Your task is to evaluate the subjective quality of the speech from short (2-3 second) audio files. Each HIT can be completed in 90 seconds.
We have methods that analyze the consistency of your answers with respect to themselves, to those of your fellow workers and to references we know to be accurate. We will use these methods to rank the submitted assignments according to quality.
For this experiment we will pay a base reward of $0.10/HIT for every accepted HIT. We have made available a set of 12 different HITs. You will receive a bonus of:
Bonuses will be paid up to 7 days after submission, because we can only rank the submissions once we have a statistically significant number of answers. The base reward will always be paid within 24 hours of submission.
Each file should be given a score according to the following scale, known as the MOS (mean opinion score) scale:
Score | Quality of the Speech | Level of Distortion |
5 | Excellent | Imperceptible |
4 | Good | Just perceptible, but not annoying |
3 | Fair | Perceptible and slightly annoying |
2 | Poor | Annoying, but not objectionable |
1 | Bad | Very annoying and objectionable |
The following references illustrate the meaning of each score. Please note that you will encounter many other types of noise and distortion. Therefore, these examples do not exhaust the range of conditions you can expect to hear.

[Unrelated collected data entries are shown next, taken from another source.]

PR #435, opened 2018-03-25
fix(storage): fix a typo related to UploadTaskSnapshot within uploadFile

dpehrson:
Previously the typo `uploadTaskShaphot` was pervasive throughout the
variables names and return values of firebase storage upload tasks,
including in the objects returned in promise resolutions to the
end-user. This commit preserves the typos in the public interface while
also providing the correct `uploadTaskSnapshot` key in those objects.

### Description

I noticed that when handling the promise resulting from `firebase.uploadFile()` the object being returned was incorrectly providing a key named `uploadTaskSnaphot` instead of `uploadTaskSnapshot` after wondering why I kept destructuring out an undefined value.

### Check List

- [x] All tests passing

**I could not find any existing tests related to testing this return value, so I did not add any**


prescottprue:
Great find! Also glad to see the preservation of legacy.

dpehrson:
🍾 woo!

It may be worth making a note to remove the typo properties from the public interface in the next major version release.

Thanks for the quick PR accept! This library has been a breeze to use so far.

PR #442, opened 2018-03-31
Make Example Props match Proptypes

connormckelvey:
### Description

In the current example, the `Uploader` component destructures `deleteFile` directly off of `props`, but the `Uploader.propTypes` object shows that, `deleteFile` is a function on `firebase`.

### Check List

- [x] All tests passing


prescottprue:
Great catch, thanks for the PR.

PR #451, opened 2018-04-13
fix(watch): issue with multiple watchers on same path

Tapped:
When a path was unwatched, which had more than one watcher, all the watchers were unwatched. The issue was caused by an early out return in `actions/query.js:watchEvent`, instead of relying on the refcounting system in `utils/query.js`.

### Check List

- [x] All tests passing

### DIFF
--- a/.prettierrc
+++ b/.prettierrc
@@ -1,0 +1,3 @@
+singleQuote: true
+semi: false
+trailingComma: 'none'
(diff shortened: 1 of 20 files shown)


prescottprue:
Thanks for the contribution! Since this may be a breaking change for some we will have to look at which version it should be released in.

Tapped:
I'm not to decide, but I guess it make sense that it's part of v2.1, since as you said it's a breaking change. However, at the same time it's fixing a fundamental feature, and users of a library should expect that there are breaking changes when a bug is fixed, that's how bugs works. 

Also, it's not clear for me how existing users are depending on the old behaviour. In other words, I don't think it will cause any major issues for existing users.

santiago-elustondo:
yes, this worked for me too

Issue #467, opened 2018-05-15
Deprecated firebase.User.prototype.signInWithEmailAndPassword


jaschaio:
Getting this console warning when logging in with username and password:
```
Deprecated firebase.User.prototype.signInWithEmailAndPassword in favor of firebase.User.prototype.signInAndRetrieveDataWithEmailAndPassword.
```

Using `react-redux-firebase:2.1.1` together with `react-native-firebase:4.1.0` – not entirely sure which of the two is causing this warning but I suspect it's `react-redux-firebase` as `react-native-firebase` should only be a native wrapper of the normal `firebase` sdk API methods.

prescottprue:
Reproduced with new Firebase version.

Weirdly, when putting this simple logic in place, I got a warning that is telling me the exact opposite?

![image](https://user-images.githubusercontent.com/2992224/40360055-a18c904e-5d79-11e8-8c86-a77aeb081681.png)

Going to investigate more before making a change. Any input is welcome.

prescottprue:
@jaschaio Just to confirm which method did you call to sign in?

prescottprue:
[`v2.1.5`](https://github.com/prescottprue/react-redux-firebase/releases/tag/v2.1.5) should fix the issue for you thanks to a PR from @kadikraman. Reach out if you are still seeing the warning, thanks for reporting.

dustingraves:
I am also seeing `firebase.auth.Auth.prototype.signInAndRetrieveDataWithEmailAndPassword is deprecated. Please use firebase.auth.Auth.prototype.signInWithEmailAndPassword instead.`

```javascript
      emailLogin: ({ firebase, router, showError }) => creds =>
      firebase.login(creds).catch(err => showError(err.message)),
```

fredrik-sogaard:
I'm seeing this as well. Oddly only sometimes. Can't really figure out when this is happening.

fredrik-sogaard:
"firebase": "^5.0.4",
 "react-redux-firebase": "^2.1.5",

Now I seem to get it every time. Screenshot: https://cl.ly/0q2U0Z07012D

fredrik-sogaard:
I can try updating Firebase and react-redux-firebase to the latest release and see if that helps.

fredrik-sogaard:
It's the same with Firebase 5.2.0 and react-redux-firebase 2.1.6.

Roustalski:
[...]

PR #484, opened 2018-06-06
feat(auth): use new firebase login methods

kadikraman:
### Description

As of [react-native-firebase v3.2.3](https://github.com/invertase/react-native-firebase/releases/tag/v3.2.3), `signInWithCustomToken` is deprecated in favour of `signInAndRetrieveDataWithCustomToken`.

screen shot 2018-06-06 at 13 50 59

Found a similar issue [here](https://github.com/prescottprue/react-redux-firebase/issues/467) and implemented a fallback for users in the older version of firebase as suggested.

### Check List
- [ ] All tests passing

Fixes https://github.com/prescottprue/react-redux-firebase/issues/467

### DIFF
--- a/src/actions/auth.js
+++ b/src/actions/auth.js
@@ -443,35 +443,31 @@ export const login = (dispatch, firebase, credentials) => {
 
   const { method, params } = getLoginMethodAndParams(firebase, credentials)
 
-  const firebaseAuth = firebase.auth()
-
-  let firebaseMethod = firebaseAuth[method]
-
-  // support older versions of firebase that still use signInWithCustomToken & signInWithEmailAndPassword
-  switch (method) {
-    case 'signInAndRetrieveDataWithCustomToken':
-      firebaseMethod = firebaseAuth.signInWithCustomToken
-      break
-    case 'signInAndRetrieveDataWithEmailAndPassword':
-      firebaseMethod = firebaseAuth.signInWithEmailAndPassword
-      break
-    default:
-      break
-  }
-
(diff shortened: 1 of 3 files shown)


src/actions/auth.js
```diff
@@ -443,21 +443,35 @@ export const login = (dispatch, firebase, credentials) => {
...
 
-  return firebase
-    .auth()
-    [method](...params)
+  const firebaseAuth = firebase.auth()
+
+  let firebaseMethod = firebaseAuth[method]
+
+  // support older versions of firebase that still use signInWithCustomToken & signInWithEmailAndPassword
+  switch (method) {
```
prescottprue: Is it possible for us to fit this logic in the `getLoginMethodAndParams` function?

test/utils.js
```diff
@@ -129,7 +129,7 @@ export const fakeFirebase = {
               email: 'test@test.com',
               providerData: [{}]
             }),
-    signInWithCustomToken: () => {
+    signInAndRetrieveDataWithCustomToken: () => {
```
prescottprue: Nice work updating the tests too!

kadikraman:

The following recording represents clean speech with imperceptible noise or distortion, which is given a reference score of 5.0.
The following represents the best possible quality which can be obtained with a conventional telephone, and has a reference score of 4.5.
This file contains speech corrupted by background noise, and has a reference score of 2.5.
Finally, this is an example of significantly distorted speech, with a reference score of 1.5.
To obtain accurate results, we strongly recommend that you wear headphones and work in a quiet environment, otherwise you might not be able to discriminate between files with clearly different features.
Your results will be collected and evaluated for consistency. We (the requesters) have an estimate of each file's subjective quality that conforms with the references above. Thus, we can detect if someone submits random scores or does not rate according to these instructions, which can lead to work being rejected. You can rest assured that your work will be approved if you rate according to the chart and examples above.
Answers will be either reviewed or automatically approved within 24 hours.